Print every record word for word.

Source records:
·····

PR #836, opened 2019-02-20
Fix some bugs with Action IDs.

DFurnes:
#### What's this PR do?
This pull request fixes some things that caught me off guard when working in Phoenix:

🗺 Instead of throwing a 404 error if an action isn't created, throw a standard 422. (Throwing a 404 is confusing because it indicates that the `v3/posts` API resource doesn't exist, which is not true).

🌱 Add a `default` action to the model seeder so these exist for the dev environment (to match up with what we set in Contentful), and fixes issue where we'd create a fresh action for _every_ single seeded post.

📄 Finally, adds a default "text" action and posts so we can use the Text Submission Action on these seeded campaigns without doing any more manual setup steps.

👀

N/A

#### Relevant tickets
References [this Slack conversation](https://dosomething.slack.com/archives/C3ASB4204/p1550695423014100).

#### How to deploy

### DIFF
--- a/app/Repositories/PostRepository.php
+++ b/app/Repositories/PostRepository.php
@@ -84,11 +84,11 @@ class PostRepository
             $actionId = $data['action_id'];
         } else {
             $type = isset($data['type']) ? $data['type'] : 'photo';
-            $action = Action::where('campaign_id', $signup->campaign_id)->where('post_type', $type)->where('name', $data['action'])->first();
-
-            if (! $action) {
-                throw new ModelNotFoundException('Action not found.');
-            }
+            $action = Action::where([
+                'campaign_id' => $signup->campaign_id,
+                'post_type' => $type,
+                'name' => $data['action'],
+            ])->firstOrFail();
 
             $actionId = $action->id;
         }
--- a/app/Repositories/PostRepository.php
+++ b/app/Repositories/PostRepository.php
@@ -9,7 +9,6 @@ use Rogue\Models\Review;
 use Rogue\Models\Signup;
 use Rogue\Services\Registrar;
 use Intervention\Image\Facades\Image;
-use Illuminate\Database\Eloquent\ModelNotFoundException;
 
 class PostRepository
 {
--- a/database/factories/ModelFactory.php
+++ b/database/factories/ModelFactory.php
@@ -53,6 +53,35 @@ $factory->define(Post::class, function (Generator $faker) {
     ];
 });
 
+// @TODO: These should all extend a photo-less "base" post, instead.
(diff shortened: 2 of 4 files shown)


app/Repositories/PostRepository.php
```diff
@@ -84,11 +83,11 @@ public function create(array $data, $signupId, $authenticatedUserRole = null)
...
-            $action = Action::where('campaign_id', $signup->campaign_id)->where('post_type', $type)->where('name', $data['action'])->first();
-
-            if (! $action) {
-                throw new ModelNotFoundException('Action not found.');
-            }
+            $action = Action::where([
+                'campaign_id' => $signup->campaign_id,
+                'post_type' => $type,
+                'name' => $data['action'],
+            ])->firstOrFail();
```
weerd: 👌

database/factories/ModelFactory.php
```diff
@@ -53,6 +53,35 @@
     ];
 });
 
+// @TODO: These should all extend a photo-less "base" post, instead.
```
aaronschachter: @DFurnes I've been curious about how this would look, would you be able to provide some pseudo-code? I'm thinking it'd help DRY the cleanup work I've been thinking about, for only [setting a Post school ID if its action has its `collect_school_id` field set to `true`.](https://github.com/DoSomething/rogue/blob/d77c9b879e168deaf5118962c2da4fabcb2c4d75/database/factories/ModelFactory.php#L87)

DFurnes: Oooh, this was so long ago... 🙈 

I think my thought process here was that we don't need an image or `url` on the `text` posts, but since this "extends" the base `Post` factory above, it's still doing the work to generate a fake image for them anyways. So we're sorta making a photo post and then "undoing" it in the `text` version.

Instead, we could maybe have a base `Post` factory with the common elements (IDs, location, source, whatnot) and then a specific `$factory->defineAs(Post::class, 'photo', …` that adds the photo-specific fields).

aaronschachter: Gotcha, was thinking it'd be using the post type as a [state](https://laravel.com/docs/5.8/database-testing#factory-states) like you mention, but wanted to be sure. So then if we wanted different [states for the post status as we do currently,](https://github.com/DoSomething/rogue/blob/d77c9b879e168deaf5118962c2da4fabcb2c4d75/database/factories/ModelFactory.php#L94) we could potentially have states like `text-accepted`, `text-rejected`, `photo-accepted` ?

DFurnes: Yep, I think that's how we'd have to handle that.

·····

SOLUTION TO THE EXERCISE:
PR #836, opened 2019-02-20
Fix some bugs with Action IDs.

DFurnes:
#### What's this PR do?
This pull request fixes some things that caught me off guard when working in Phoenix:

🗺 Instead of throwing a 404 error if an action isn't created, throw a standard 422. (Throwing a 404 is confusing because it indicates that the `v3/posts` API resource doesn't exist, which is not true).

🌱 Add a `default` action to the model seeder so these exist for the dev environment (to match up with what we set in Contentful), and fixes issue where we'd create a fresh action for _every_ single seeded post.

📄 Finally, adds a default "text" action and posts so we can use the Text Submission Action on these seeded campaigns without doing any more manual setup steps.

👀

N/A

#### Relevant tickets
References [this Slack conversation](https://dosomething.slack.com/archives/C3ASB4204/p1550695423014100).

#### How to deploy

### DIFF
--- a/app/Repositories/PostRepository.php
+++ b/app/Repositories/PostRepository.php
@@ -84,11 +84,11 @@ class PostRepository
             $actionId = $data['action_id'];
         } else {
             $type = isset($data['type']) ? $data['type'] : 'photo';
-            $action = Action::where('campaign_id', $signup->campaign_id)->where('post_type', $type)->where('name', $data['action'])->first();
-
-            if (! $action) {
-                throw new ModelNotFoundException('Action not found.');
-            }
+            $action = Action::where([
+                'campaign_id' => $signup->campaign_id,
+                'post_type' => $type,
+                'name' => $data['action'],
+            ])->firstOrFail();
 
             $actionId = $action->id;
         }
--- a/app/Repositories/PostRepository.php
+++ b/app/Repositories/PostRepository.php
@@ -9,7 +9,6 @@ use Rogue\Models\Review;
 use Rogue\Models\Signup;
 use Rogue\Services\Registrar;
 use Intervention\Image\Facades\Image;
-use Illuminate\Database\Eloquent\ModelNotFoundException;
 
 class PostRepository
 {
--- a/database/factories/ModelFactory.php
+++ b/database/factories/ModelFactory.php
@@ -53,6 +53,35 @@ $factory->define(Post::class, function (Generator $faker) {
     ];
 });
 
+// @TODO: These should all extend a photo-less "base" post, instead.
(diff shortened: 2 of 4 files shown)


app/Repositories/PostRepository.php
```diff
@@ -84,11 +83,11 @@ public function create(array $data, $signupId, $authenticatedUserRole = null)
...
-            $action = Action::where('campaign_id', $signup->campaign_id)->where('post_type', $type)->where('name', $data['action'])->first();
-
-            if (! $action) {
-                throw new ModelNotFoundException('Action not found.');
-            }
+            $action = Action::where([
+                'campaign_id' => $signup->campaign_id,
+                'post_type' => $type,
+                'name' => $data['action'],
+            ])->firstOrFail();
```
weerd: 👌

database/factories/ModelFactory.php
```diff
@@ -53,6 +53,35 @@
     ];
 });
 
+// @TODO: These should all extend a photo-less "base" post, instead.
```
aaronschachter: @DFurnes I've been curious about how this would look, would you be able to provide some pseudo-code? I'm thinking it'd help DRY the cleanup work I've been thinking about, for only [setting a Post school ID if its action has its `collect_school_id` field set to `true`.](https://github.com/DoSomething/rogue/blob/d77c9b879e168deaf5118962c2da4fabcb2c4d75/database/factories/ModelFactory.php#L87)

DFurnes: Oooh, this was so long ago... 🙈 

I think my thought process here was that we don't need an image or `url` on the `text` posts, but since this "extends" the base `Post` factory above, it's still doing the work to generate a fake image for them anyways. So we're sorta making a photo post and then "undoing" it in the `text` version.

Instead, we could maybe have a base `Post` factory with the common elements (IDs, location, source, whatnot) and then a specific `$factory->defineAs(Post::class, 'photo', …` that adds the photo-specific fields).

aaronschachter: Gotcha, was thinking it'd be using the post type as a [state](https://laravel.com/docs/5.8/database-testing#factory-states) like you mention, but wanted to be sure. So then if we wanted different [states for the post status as we do currently,](https://github.com/DoSomething/rogue/blob/d77c9b879e168deaf5118962c2da4fabcb2c4d75/database/factories/ModelFactory.php#L94) we could potentially have states like `text-accepted`, `text-rejected`, `photo-accepted` ?

DFurnes: Yep, I think that's how we'd have to handle that.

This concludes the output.